* [Assignment]: When you write out the records, keep every line exactly as it is.

Stored items:
Issue #2183, opened 2021-06-29
Metrics labels should not contain ID, table name or other unbounded sets of values


overvenus:
## Bug Report

Please answer these questions before submitting your issue. Thanks!

1. What did you do? If possible, provide a recipe for reproducing the error.

Running a changefeed which captures 20k tables produces large metric records.

We should not put ID and table names in metrics labels.

> CAUTION: Remember that every unique combination of key-value label pairs represents a new time series, which can dramatically increase the amount of data stored. Do not use labels to store dimensions with high cardinality (many different label values), such as user IDs, email addresses, or other unbounded sets of values.
>
> https://prometheus.io/docs/practices/naming/#labels

Here is a list of problematic metrics

- [x] ticdc_kvclient_region_token
 * not monitored
- [x] ticdc_sorter_consume_count
 *  no need to update
- [x] ticdc_sorter_event_count
 * no need to update
- [x] ticdc_sorter_flush_count_histogram
 * no need to update
- [x] ticdc_sorter_merge_count_histogram
 * no need to update
- [x] ticdc_sorter_merger_start_ts_gauge
 * not monitored
- [x] ticdc_sorter_resolved_ts_gauge
 * not monitored
- [x] ticdc_kvclient_channel_size
 * not monitored
- [x] ticdc_processor_table_memory_consumption
   - [x] histogram
   - [x] update grafana
     - [x] Processor Memory Consumption Per Capture
     - [x] Processor Memory Consumption Per Table -> Per Capture 
- [x] ticdc_processor_table_resolved_ts
  - [x] Table Resolved ts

* [Result below]:
Issue #2183, opened 2021-06-29
Metrics labels should not contain ID, table name or other unbounded sets of values


overvenus:
## Bug Report

Please answer these questions before submitting your issue. Thanks!

1. What did you do? If possible, provide a recipe for reproducing the error.

Running a changefeed which captures 20k tables produces large metric records.

We should not put ID and table names in metrics labels.

> CAUTION: Remember that every unique combination of key-value label pairs represents a new time series, which can dramatically increase the amount of data stored. Do not use labels to store dimensions with high cardinality (many different label values), such as user IDs, email addresses, or other unbounded sets of values.
>
> https://prometheus.io/docs/practices/naming/#labels

Here is a list of problematic metrics

- [x] ticdc_kvclient_region_token
 * not monitored
- [x] ticdc_sorter_consume_count
 *  no need to update
- [x] ticdc_sorter_event_count
 * no need to update
- [x] ticdc_sorter_flush_count_histogram
 * no need to update
- [x] ticdc_sorter_merge_count_histogram
 * no need to update
- [x] ticdc_sorter_merger_start_ts_gauge
 * not monitored
- [x] ticdc_sorter_resolved_ts_gauge
 * not monitored
- [x] ticdc_kvclient_channel_size
 * not monitored
- [x] ticdc_processor_table_memory_consumption
   - [x] histogram
   - [x] update grafana
     - [x] Processor Memory Consumption Per Capture
     - [x] Processor Memory Consumption Per Table -> Per Capture 
- [x] ticdc_processor_table_resolved_ts
  - [x] Table Resolved ts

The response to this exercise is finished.